President Smith said of this experience, “I have heard that voice a good many times in my life, and I have always profited by obeying it.”
“[President Smith] lived in close communion with the Spirit of the Lord,” observed Bishop Nibley, “and his life was so exemplary and chaste that the Lord could easily manifest himself to his servant. Truly he could say, ‘Speak, Lord, for thy servant heareth.’ [1 Samuel 3:9.] … The heart of President Smith was attuned to the Celestial melodies—he could hear, and did hear.”1
Teachings of Joseph F. Smith
All Church members have the right to receive personal guidance from the Holy Ghost.

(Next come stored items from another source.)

PR #746, opened 2023-10-30
Fix/backup import failure not resetting status

schroda:


Syer10 (commented):
Is there a better way to do this? This is a breaking change to the backup models in the scheme

schroda:
not sure tbh

only having an  `Idle` status does not work for detecting if it failed or succeded.
and once the `Idle` status gets replaced with `Failure` and `Success` you can't reset to `Idle` anymore, since you have to pull for the restore status, and thus, setting it to `Idle` could lead to never getting the `Failure` or `Success` status

Syer10 (approved):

The spirit of inspiration, the gift of revelation, does not belong to one man solely; it is not a gift that pertains to the Presidency of the Church and the Twelve apostles alone. It is not confined to the presiding authorities of the Church, it belongs to every individual member of the Church; and it is the right and privilege of every man, every woman, and every child who has reached the years of accountability, to enjoy the spirit of revelation, and to be possessed of the spirit of inspiration in the discharge of their duties as members of the Church.2
Every individual in the Church has just as much right to enjoy the spirit of revelation and the understanding from God which that spirit of revelation gives him, for his own good, as the bishop has to enable him to preside over his ward. Every man has the privilege to exercise these gifts and these privileges in the conduct of his own affairs, in bringing up his children in the way they should go, and in the management of his farm, his flocks, his herds, and in the management of his business … ; it is his right to enjoy the spirit of revelation and of inspiration to do the right thing, to be wise and prudent, just and good in everything that he does. I know that this is a true principle.3
It is the right of individuals to be inspired and to receive manifestations of the Holy Spirit for their personal guidance to strengthen their faith, and to encourage them in works of righteousness, in being faithful and observing and keeping the commandments which God has given unto them; it is the privilege of every man and woman to receive revelation to this end, but not further. The moment an individual rises up assuming the right to control and to dictate, or to sit in judgment on his brethren, especially upon those who preside, he should be promptly checked, or discord, division and confusion will be the result. Every man and woman in this Church should know better than to yield to such a spirit.4
We should live so near to the Lord, be so humble in our spirits, so tractable and pliable, under the influence of the Holy Spirit, that we will be able to know the mind and will of the Father concerning us as individuals and as officers in the Church of Christ under all circumstances.5
We should … ever live so that the Holy Ghost may be within us as a living spring, calculated to lead us to perfection in righteousness, virtue and integrity before God, until we accomplish our earthly mission, performing every duty that may be required at our hands.6
Revelation comes to us most often through the still, small voice of the Spirit.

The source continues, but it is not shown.